Cette nouveauté extraordinaire attire de plus en plus nos incontournables médias… capitalistes (dont les enquêteurs sincères-sympas sont toujours bien accueillis dans les SEL). C’est nouveau, croient-ils, ça devrait donc se vendre bien.

LE TROC EST MEDIATIQUE.

En France, dans le courant de l’année 1993, la journaliste Anne FIESS assure la conception et la parution d’une rubrique consacrée au troc dans un cahier mensuel de la revue "ACTUEL". Les annonceurs étaient tenus de soigner la rédaction des textes et d’assurer la réciprocité des offres et demandes dans les échanges proposés.

Cette première tentative laborieuse fut suivie par celle du quotidien "Le JOUR", disparu depuis. Une rubrique "troc" suscite une cinquantaine de lettres quotidiennes et concerne surtout le petit électro-ménager et les services. Les participants semblent motivés par le souci d’éviter les "gâchis", de ne pas jeter des objets "en double", ou démodés mais encore en état de servir.

Cette tendance est ensuite confirmée par les lecteurs du journal TROC TOUT, lancé en mars 1994, par un journaliste qui réalisait là un vieux rêve. Consacrée exclusivement au troc, cette publication fut un véritable succés de curiosité pour ses premiers numéros, mais a du cesser sa parution pour une durée non déterminée. TROC TOUT a permis de cibler un lectorat composé de collectionneurs, de propriétaires de choses "invendables", et aussi de personnes démunies proposant, en hiver surtout, des échanges de services contre nourriture ou vêtements.
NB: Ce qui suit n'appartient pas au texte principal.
PR #9604, opened 2017-09-11
OCL: support kernel profiling

alalek:


modules/core/include/opencv2/core/ocl.hpp
```diff
@@ -331,8 +331,12 @@ class CV_EXPORTS Queue
     void* ptr() const;
     static Queue& getDefault();
 
+    /// @brief Returns OpenCL command queue with enable profiling mode support
+    const Queue& getProfilingQueue() const;
+
+    struct Impl; friend struct Impl;
```
vpisarev: is this part really necessary? looks like we break encapsulation, but usually we find a way to keep it

alalek: This is still inaccessible via public API. Alternate way is to extend public API with new "private" methods that I want to avoid via this construction.

vpisarev:
:+1:

PR #9618, opened 2017-09-13
Added gradiantSize param into goodFeaturesToTrack API

vipinanand4:
**Merge with extra**: https://github.com/opencv/opencv_extra/pull/383

Removed hardcode value 3 in goodFeaturesToTrack API, and
added new param 'gradinatSize' in this API so that user can
pass any gradiant size as 3, 5 or 7.

Signed-off-by: Vipin Anand <anand.vipin@gmail.com>
Signed-off-by: Nilaykumar Patel<nilay.nilpat@gmail.com>
Signed-off-by: Prashanth Voora <prashanthx85@gmail.com>

### This pullrequest changes

This pull request removes hardcoding of gradiantSize and adds gradiantSize as parameter in goodFeaturesToTrack API to make it compliant with ShiToamsi and Harris Corners detector specification to support gradiant window from application.


modules/features2d/include/opencv2/features2d.hpp
```diff
@@ -516,7 +516,7 @@ class CV_EXPORTS_W GFTTDetector : public Feature2D
 {
 public:
     CV_WRAP static Ptr<GFTTDetector> create( int maxCorners=1000, double qualityLevel=0.01, double minDistance=1,
-                                             int blockSize=3, bool useHarrisDetector=false, double k=0.04 );
+                                             int blockSize=3, int gradiantSize=3, bool useHarrisDetector=false, double k=0.04 );
```
sovrasov: We can't change the public API due to binary compatibility obligations. You can create an overloaded version of the function.

modules/features2d/include/opencv2/features2d.hpp
```diff
@@ -529,6 +529,9 @@ class CV_EXPORTS_W GFTTDetector : public Feature2D
     CV_WRAP virtual void setBlockSize(int blockSize) = 0;
     CV_WRAP virtual int getBlockSize() const = 0;
 
+    CV_WRAP virtual void setGradiantSize(int gradiantSize) = 0;
```
sovrasov: New virtual methods also break binary compatibility. You can declare them as non-virtual and implicitly cast `this` pointer to `GFTTDetector_Impl` to call the real implementation.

La télévision a offert une émission hebdomadaire (troc-moi-tout, chaîne 3) assez marginale par rapport à la masse des programmes diffusés. Depuis peu, de nombreux reportages sur le mouvement SEL se succèdent sur les diverses chaînes, dans nos quotidiens et revues. Alors, le troc… nouvelle règle du jeu ou vrai projet social ?

LE TROC… PROJET SOCIAL ?

Le troc n’est pas, en lui même, un projet politique et social capable d’affronter les machineries capitalistiques ou autres… Il pourrait-être tout au plus un lieu de résistance, (de Résistance pour les plus anciens d’entre nous). De brillants intellectuels médiatiques y verront le laboratoire où se prépare l’émergence d’un futur planétaire différent, composante de ce 21ème siècle mystique annonçé par l’un de leurs célèbres prédécesseurs.. Celles et ceux qui ont encore foi en la sagesse humaine, et pas deux pieds dans le même sabot ont -nous le croyons- initié l’action, entre-eux, doucement, gentiment,… et nous invitent à les rejoindre.

Et là, il suffit de pousser l’analyse pour comprendre que l’humanité, menée par son instinct de survie, expérimente enfin la mise en œuvre d’un véritable changement de civilisation.

L’HUMANITE, DE CIVILISATION EN CIVILISATION …

Les civilisations sont les chapitres de l’histoire de l’humanité. Leur succession raconte l’évolution des sociétés, des croyances, des arts, des techniques et des relations humaines. Chaque civilisation a puisé une énergie collective dans la volonté de s’étendre à une zone géographique de plus en plus large, jusqu’à ce que la civilisation vieillissante soit supplantée par une autre organisation sociale, de nouvelles techniques et une évolution culturelle venues d’autres régions de la planète. Chaque nouveau projet, importé par les armes, devait obtenir la soumission puis l’adhésion de plusieurs générations d’individus.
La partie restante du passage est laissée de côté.